En síntesis, Kicillof estima que polarizando él gana, y si pierden Guzmán y Alberto mucho no le importa, es su problema.

A Kicillof, le conviene mucho más que la zanja que separa a la ciudad de Buenos Aires de la provincia se profundice hasta volverse una frontera infranqueable.

Lo mismo sucede con la inflación: es otro problema del gobierno nacional, no suyo. Lo que él necesita es que no suban las tarifas, y que sí suban las transferencias federales a sus arcas platenses.

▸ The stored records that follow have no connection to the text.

PR #9176, opened 2025-11-07
Workflow: Purge Force

JoshVanL:
Implements force purging as from https://github.com/dapr/durabletask-protobuf/pull/20

Force will force a purge of a workflow, regardless of its current runtime state, or whether an active worker can process it, the backend will attempt to delete it anyway. This neccessarily means the purging is executed out side of the workflow state machine, and therefore, can lead to corrupt state or broken workflow execution. Usage of this should only be used when the client knows the workflow is not being currently processed. It is highly recommended to avoid using this flag unless absolutely necessary.

### DIFF
--- a/tests/integration/suite/daprd/workflow/purge/force/reminders.go
+++ b/tests/integration/suite/daprd/workflow/purge/force/reminders.go
@@ -70,7 +70,7 @@ func (r *reminders) Run(t *testing.T, ctx context.Context) {
 	assert.GreaterOrEqual(t, count, 5)
 
 	assert.EventuallyWithT(t, func(c *assert.CollectT) {
-		assert.Len(t, r.workflow.Scheduler().ListAllKeys(t, ctx, "dapr/jobs"), 1)
+		assert.Len(c, r.workflow.Scheduler().ListAllKeys(t, ctx, "dapr/jobs"), 1)
 	}, time.Second*10, time.Millisecond*10)
 
 	require.NoError(t, client.PurgeWorkflowState(ctx, id, dworkflow.WithForcePurge(true)))


pkg/runtime/wfengine/backends/actors/actors.go
```diff
@@ -629,3 +627,62 @@ func (abe *Actors) WaitForActivityCompletion(ctx context.Context, request *proto
...
+		return err
+	}
+
+	err = astate.TransactionalStateOperation(ctx, true, req, false)
+	if err != nil {
+		return err
+	}
+
+	// TODO: @joshvanl: Delete all associated reminders	using once merged
+	// https://github.com/dapr/dapr/pull/9171
```
cicoyle: PR is merged 👍🏻

tests/integration/suite/daprd/workflow/purge/force/midexecution.go
```diff
@@ -0,0 +1,84 @@
...
+
+	return []framework.Option{
+		framework.WithProcesses(m.workflow),
+	}
+}
+
+func (m *midexecution) Run(t *testing.T, ctx context.Context) {
+	m.workflow.WaitUntilRunning(t, ctx)
+
+	var here atomic.Bool
```
cicoyle: Can this be `activityStarted` to be very explicit about where 'here' is?

```suggestion
	var activityStarted atomic.Bool
```

tests/integration/suite/daprd/workflow/purge/force/remote.go
```diff
@@ -0,0 +1,104 @@
...
+	workflow *workflow.Workflow
+}
+
+func (r *remote) Setup(t *testing.T) []framework.Option {
+	uuid, err := uuid.NewRandom()
+	require.NoError(t, err)
+
+	r.workflow = workflow.New(t,
+		workflow.WithDaprds(3),
+		workflow.WithDaprdOptions(0, daprd.WithAppID(uuid.String())),
```
cicoyle, line 46: Why do we need to pass in a uuid for the appID here? I thought the framework already did this for us?

nelson-parente:

tests/integration/suite/daprd/workflow/purge/force/remote.go
JoshVanL: The workflow process does not make all the daprds the same app ID

JoshVanL:
Thanks @cicoyle, PTAL!

tests/integration/suite/daprd/workflow/purge/force/remote.go
cicoyle: oh duh, yes. ok resolving this.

Por eso se esmera en mantener en su puesto a Basualdo, y si al mismo tiempo puede serrucharle el piso a Guzmán, mejor.

El gobernador bonaerense Kicillof, el ministro de Economía Guzmán y el subsecretario de Energía Basualdo (Foto: NA, AFP y Prensa Energía).

El entuerto en que se ha metido el oficialismo con estos asuntos me hizo acordar una frase que repetía Saúl Ubaldini en los años ochenta cuando los funcionarios de Alfonsín lo trataban de convencer de que si exigía aumentos de sueldos más altos de los que las empresas y el estado podían pagar, se trasladarían a precios, la inflación se iba a acelerarar y todos terminarían perdiendo. El líder cegetista siempre les respondía lo mismo, con una lógica política irrebatible: “los aumentos de sueldo son mi responsabilidad, la inflación es la de ustedes”.

Ubaldini tenía razón. Visto a la distancia puede criticarse su comportamiento por lo dañino que resultaría para la economía, pero se entiende por qué le proveyó a su sector un indudable éxito político, y por qué el alfonsinismo fracasó. El problema es que Kicillof hace lo mismo, pero no desde un sindicato, ni desde un centro de estudiantes. Aunque no se dé cuenta de la diferencia, lo hace desde la gobernación del principal distrito del país. Así, las cosas no pueden salir bien, ni para Alberto ni para Guzmán, ni tampoco para él. No hay chance.